The catastrophe struck Wanda Wickizer on Christmas Day 2013. A generally healthy, energetic 51-year-old, she suddenly found herself vomiting all day, racked with debilitating headaches. When her alarmed teenage son called an ambulance, the paramedics thought that she had food poisoning and didn’t take her to the emergency room. Later, when she became confused and groggy at 3 a.m., her boyfriend raced her to Sentara Norfolk General Hospital in coastal Virginia, where a scan showed she was suffering from a subarachnoid hemorrhage. A vessel had burst, and blood was leaking into the narrow space between the skull and the brain.
During a subarachnoid hemorrhage, if the pressure in the head isn’t relieved, blood accumulates in that narrow space and can push the brain down toward the neck. Vital nerves that control breathing and vision are compressed. Death is imminent. Wickizer was whisked by helicopter ambulance to the University of Virginia Medical Center in Charlottesville, 160 miles away, for an emergency procedure to halt the bleeding.
After spending days in a semi-comatose state, Wickizer slowly recovered and left the hospital three weeks after the hemorrhage, grateful to be alive. But soon after she returned home to her two teenage children, she found herself confronted with a different kind of catastrophe. Wickizer had had health insurance for most of her adult life: Her husband, who died in 2006, worked for the city of Norfolk, which insured their family while he was alive and for three years beyond. After his death, Wickizer worked in a series of low-wage jobs, but none provided health insurance. A minor pre-existing condition — she was taking Lexapro, a common medicine for depression — meant that her only insurance option was to be funneled into the “high-risk pool” (a type of costly insurance option that was essentially rendered obsolete by the Affordable Care Act and now figures in some of the G.O.P. plans to replace it). She would need to pay more than $800 per month for a policy with a $5,000 deductible, and her medical procedures would then be reimbursed at 80 percent. She felt she couldn’t afford that. In 2011, she decided to temporarily stop working to tend to her children, which qualified them for Medicaid; with trepidation, she left herself uninsured.
And so in early 2014, without an insurer or employer or government agency to run interference between her and the hospital, she began receiving bills: $16,000 from Sentara Norfolk (not including the scan or the E.R. doctor), $50,000 for the air ambulance. By the end of January, there was also one for $24,000 from the University of Virginia Physicians’ Group: charges for some of the doctors at the medical center. “I thought, O.K., that’s not so bad,” Wickizer recalls. A month later, a bill for $54,000 arrived from the same physicians’ group, which included further charges and late fees. Then a separate bill came just for the hospital’s charges, containing a demand for $356,884.42 but little in the way of comprehensible explanation.
In other countries, when patients recover from a terrifying brain bleed — or, for that matter, when they battle cancer, or heal from a serious accident, or face down any other life-threatening health condition — they are allowed to spend their days focusing on getting better. Only in America do medical treatment and recovery coexist with a peculiar national dread: the struggle to figure out from the mounting pile of bills what portion of the fantastical charges you actually must pay. It is the sickness that eventually afflicts most every American.
What’s less understood is the extent to which our current medical-billing system itself is responsible for the high prices patients are charged. There are, of course, many factors that have led to the United States’ record-breaking $3 trillion health care bill: runaway drug prices, excessive testing and sky-high charges for even the most basic medical interventions. But all of those individual price increases have been enabled — indeed, aided and abetted — by the complex system of billing and coding that underlies bills like those sent to Wickizer. That system, with its lines of alphanumeric codes and arcane medical abbreviations, has given birth to a gigantic new industry of consultants, armies of back-room experts whom medical providers and insurance companies deploy against each other in an endless war over which medical procedures were undertaken and how much to pay for them. Caught in the crossfire are Americans like Wanda Wickizer, left with huge bills and indecipherable explanations in languages they cannot possibly understand.

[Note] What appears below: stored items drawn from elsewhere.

PR #53, opened 2026-08-06
Let admins choose which built-in AI models are offered to users

xsloba:
Adds a disabledAiModels set to the deployment admin config. Built-in AI Gateway models can now be disabled individually from a new "AI models" tab in /admin, so a deployment can offer a provider without offering every one of its models (resolves the SUGGESTED_MODELS TODO about needing an admin option to disable specific models).

A disabled model is hidden from user model lists, refused as a chat or preferred model, and cannot be re-added as a custom model (which would otherwise route through the platform gateway and undo the disable). User-added custom models are otherwise unaffected, as is the internal quick model. Follows the disabledGatekeepers pattern: everything stays enabled by default and the admin UI opts models out.

### DIFF
--- a/packages/workshop-backend/__tests__/admin-config.test.ts
+++ b/packages/workshop-backend/__tests__/admin-config.test.ts
@@ -1,5 +1,5 @@
 import { describe, expect, it } from "vitest";
-import { DEFAULT_ADMIN_CONFIG, defaultOutputFormatId, parseAdminConfig, reorderFormats, resolveFormatOutput, sanitizeOutputOverrides, serializeAdminConfig } from "../src/admin-config.js";
+import { DEFAULT_ADMIN_CONFIG, defaultOutputFormatId, isAiModelDisabled, parseAdminConfig, reorderFormats, resolveFormatOutput, sanitizeOutputOverrides, serializeAdminConfig } from "../src/admin-config.js";
 
 describe("parseAdminConfig", () => {
   it("backfills fields missing from a config persisted before they existed", () => {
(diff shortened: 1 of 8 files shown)


ndisidore:
Your head is absolutely in the right place here! I have local work pending that does nearly exactly this.

One of the tricky parts of this work is what happens to existing workspaces using a model that become disabled. Especially on workspaces with background tasks that may possibly have ai models attached: I feel like as an admin, I would expect "off" to be "no usage", but breakage/jarring ux also seems less then ideal
In my own work, I have the admin required to choose a fallback model.
Though it is fair to say that with gatekeeper disablement, breakage is expected.

Let me see if I can get what I have cleaned up and pushed and we can compare notes

xsloba:
Perfect! Also I apologize for jumping the gun here. I just wanted to contribute, as this is one of the last remaining items before our large rollout, and company policy restricts the use of specific models company-wide.

Open questions I hit while writing it:

- Should an existing chat pinned to a since-disabled model fail hard (current behavior in my branch: refuse with "disabled by administrator") or silently fall back to the deployment default?
- Is per-model curation the right altitude, or would you rather see an allowlist env var (CF_AI_GATEWAY_MODELS) so it stays deployment-controlled like auth config? I went with /admin because model curation feels like runtime policy (same tier as connector availability), not a trust boundary.

kentonv:
Hi @xsloba,

Apologies but, [per our contributing guide](https://github.com/cloudflare/cloudflare-os/blob/main/CONTRIBUTING.md), we prefer not to receive external pull requests. We prefer instead to receive feature requests via discussions, which we can then direct our own agents to implement (if we think it makes sense -- though in this case I think it does). Could you please open a discussion instead?

xsloba:
[Opened](https://github.com/cloudflare/cloudflare-os/discussions/50#discussion-10565155). Thank you!

PR #56, opened 2026-08-07
Backend observability and hygiene for Durable Object resets

ndisidore:
## Overview

Backend-only: restore a lost observability signal, fix a day-one debug constant, and switch on the instrumentation that upcoming reset-resilience work relies on. No request-handling behavior changes.

image

## What the data showed

From internal logs (identifiers scrubbed, figures rounded):

- Tens of thousands of "lost connection to workspace DO" aborts on `GET /api` — then abruptly zero after a deploy swapped `ctx.abort(error)` for a bare `webSocket.close()` (`b2a215ec`). The aborts almost certainly continue; we just stopped logging them.
- Thousands of storage-timeout DO resets, mostly from a single workspace hammering `startGatekeeperSession` — pathological gatekeeper traffic, not organic editing. What's slow *inside* such a DO is unknown; that's the tracing gap.
- `MIN_SNAPSHOT_THRESHOLD` shipped as `256; //65536` against a comment saying 64k (`b10f1ba5`), so small workspaces rebuild their full Yjs snapshot on nearly every edit burst.

## Commits

- **Restore visibility of API session aborts** — `abortSession` closes the socket without failing any invocation, so nothing logged it; one `warn` with the discarded reason restores the signal.
- **Restore intended 64 KiB snapshot threshold** — one line; hygiene, not claimed as the dominant reset cause.
- **Enable Workers Traces** — auto-instruments fetch/binding/DO invocations (incl. the loopback hops behind the concentrated resets); 0.5 sampling, free during beta.
- **Custom spans + heavy-op duration logs** — spans on the two interior ops auto-instrumentation can't see (`agent.run`, `code.snapshot.rebuild`); 100%-sampled duration logs on rare heavy ops that trace sampling could miss.

## Verification

Unit suite + `tsc` green; `wrangler deploy --dry-run` validates the config. Post-deploy: `session.abort` volume should match the pre-regression rate.

### DIFF
--- a/packages/workshop-backend/wrangler.jsonc
+++ b/packages/workshop-backend/wrangler.jsonc
@@ -94,7 +94,10 @@
   "observability": {
     "enabled": true,
     "head_sampling_rate": 1,
-    "logs": { "invocation_logs": false }
+    "logs": { "invocation_logs": false },
+    // Traces are free during the beta; spans bill against the Logs quota from 2026-10-01,
+    // so revisit the sampling rate before then.
+    "traces": { "enabled": true, "head_sampling_rate": 0.5 }
   }
 
 }
--- a/packages/backend-utils/__tests__/tracing.test.ts
+++ b/packages/backend-utils/__tests__/tracing.test.ts
@@ -1,0 +1,49 @@
+// Runs against the real workerd tracing API (vitest-pool-workers), pinning the platform
+// contract `traced` depends on: enterSpan ends its span when the returned promise settles, not
+// when the synchronous callback returns (docs: workers/observability/traces/custom-spans/).
+//
+// Caveats:
+// - Invocations are only traced when a tail consumer is attached, so vitest.config.ts wires a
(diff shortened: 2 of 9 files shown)


packages/workshop-backend/wrangler.jsonc
```diff
@@ -94,7 +94,10 @@
   "observability": {
     "enabled": true,
     "head_sampling_rate": 1,
-    "logs": { "invocation_logs": false }
+    "logs": { "invocation_logs": false },
+    // Traces are free during the beta; spans bill against the Logs quota from 2026-10-01,
+    // so revisit the sampling rate before then.
+    "traces": { "enabled": true, "head_sampling_rate": 0.5 }
```
Maximo-Guk, line 100: Are we going to adjust this to head_sampling_rate: 1 on our instance?

ndisidore: Yep we'll override for our deploy :+1: 
Didn't want to throw too much out at once here

Maximo-Guk (approved):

Disease-classification systems originated during an outbreak of the bubonic plague in 17th-century London — epidemiologic constructs to classify and track causes of death and prevent the spread of infections among populations that spoke different languages. In the 1890s, the French physician and statistician Jacques Bertillon further systematized death reporting by introducing the Bertillon Classification of Causes of Death, the first medical-coding system, which was adopted and modified in many countries. It became an official global effort, which was periodically revised by an international commission. During the first half of the 20th century, the number of entries naturally increased with improved understanding of science, and many countries began tabulating not just causes of deaths but also the incidence of diseases.
In the 1940s, the World Health Organization took over stewardship of Bertillon’s system and renamed it to reflect a new, broader focus: the International Statistical Classification of Diseases, Injuries and Causes of Death (ICD). The codes became an invaluable tool, a common language for epidemiologists and statisticians to track the world’s afflictions. But over the last several decades in the United States, codes gradually took on a bedrock financial function as the basis for medical billing. In 1979, the government decided to use what by then were called ICD-9 codes — which specify the patient’s diagnosis — in adjudicating Medicare and Medicaid claims, with some modifications added specifically for that purpose; the United States version was called ICD-9-CM. (The country has recently moved to a new iteration, ICD-10-CM.) For its beneficiaries, Medicare pays a fixed fee for inpatient hospitalization based primarily on the ICD-CM code, which is translated into a DRG (diagnosis-related group) code — which is the immediate basis for reimbursement.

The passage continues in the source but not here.